Presenting a Complete List of the 509 Active U.S. Ski Areas
Built on a less-maddening platform | 2024-25 season preview, part 1
Counting ski areas is harder than it sounds. You’d think it would be like counting the number of Fudge Rounds in a box. Well it says right here there are eight of them and there are. Individually wrapped and delicious. But counting ski areas is more like counting the number of potato chips in a bag. The big chips lounge on top and are clearly chips. But this clean reality splinters as one tunnels toward the bottom. Chip integrity diminishes in both size and form, until, in the bag’s dungeon, nothing remains but grease and dust. Is each dust speck, minute but edible, a chip? Are we to reassemble the jagged components into mother chips, like grocery store paleontologists? Five minutes into this exercise, any rational person would abandon it. How many potato chips are there in a bag? It’s a stupid question and nobody cares, even if it were possible to answer.

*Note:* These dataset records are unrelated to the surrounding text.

PR #714, opened 2026-05-27
Add new north arrow classes

scottgrahambentley:
Introduces two new classes that will be used by Drawing Production:

- `NorthArrowCallout` : A bis:AnnotationElement2d that displays a north arrow on a sheet.
- `NorthArrowCalloutDefinition` : A bis:GraphicalType2d that defines the properties of a NorthArrowCallout.

These new classes will be essential for implementing north arrow catalog functionality.

### DIFF
--- a/Domains/4-Application/DrawingProduction/DrawingProduction.ecschema.xml
+++ b/Domains/4-Application/DrawingProduction/DrawingProduction.ecschema.xml
@@ -34,8 +34,8 @@
     </ECEntityClass>
 
     <ECEntityClass typeName="NorthArrowCallout" displayLabel="North Arrow Callout" modifier="None"
-        description="A bis:DrawingGraphic that displays a north arrow on a sheet.">
-        <BaseClass>bis:DrawingGraphic</BaseClass>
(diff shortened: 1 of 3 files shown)


Ellord207:
You should probably go ahead and promote it to the [DrawingProduction](https://github.com/iTwin/bis-schemas/blob/master/Domains/4-Application/DrawingProduction/DrawingProduction.ecschema.xml) schema rather than starting it in experimental.  I don't expect there to be any changes to this between now and GA in OS+.

scottgrahambentley:
> You should probably go ahead and promote it to the [DrawingProduction](https://github.com/iTwin/bis-schemas/blob/master/Domains/4-Application/DrawingProduction/DrawingProduction.ecschema.xml) schema rather than starting it in experimental. I don't expect there to be any changes to this between now and GA in OS+.

Moved out of experimental.

Ellord207 (dismissed):
Looks like.  Might want to ask will about catalog stuff if you're not confident.

Ellord207 (approved):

But I have invested five years into assembling an accurate list of lift-served U.S. ski areas, even after I concluded that doing so cannonballed me into the Potato Chip Paradox: can a stable inventory of an ever-changing number of loosely related and unclearly defined items exist? Attempting to outsmart reality, I published the first draft of The Storm Skiing Journal’s Big and Amazing List of U.S. Snosportskiing Centers last year. I counted 505 of them. It was a good list. And it was accurate. For about five minutes.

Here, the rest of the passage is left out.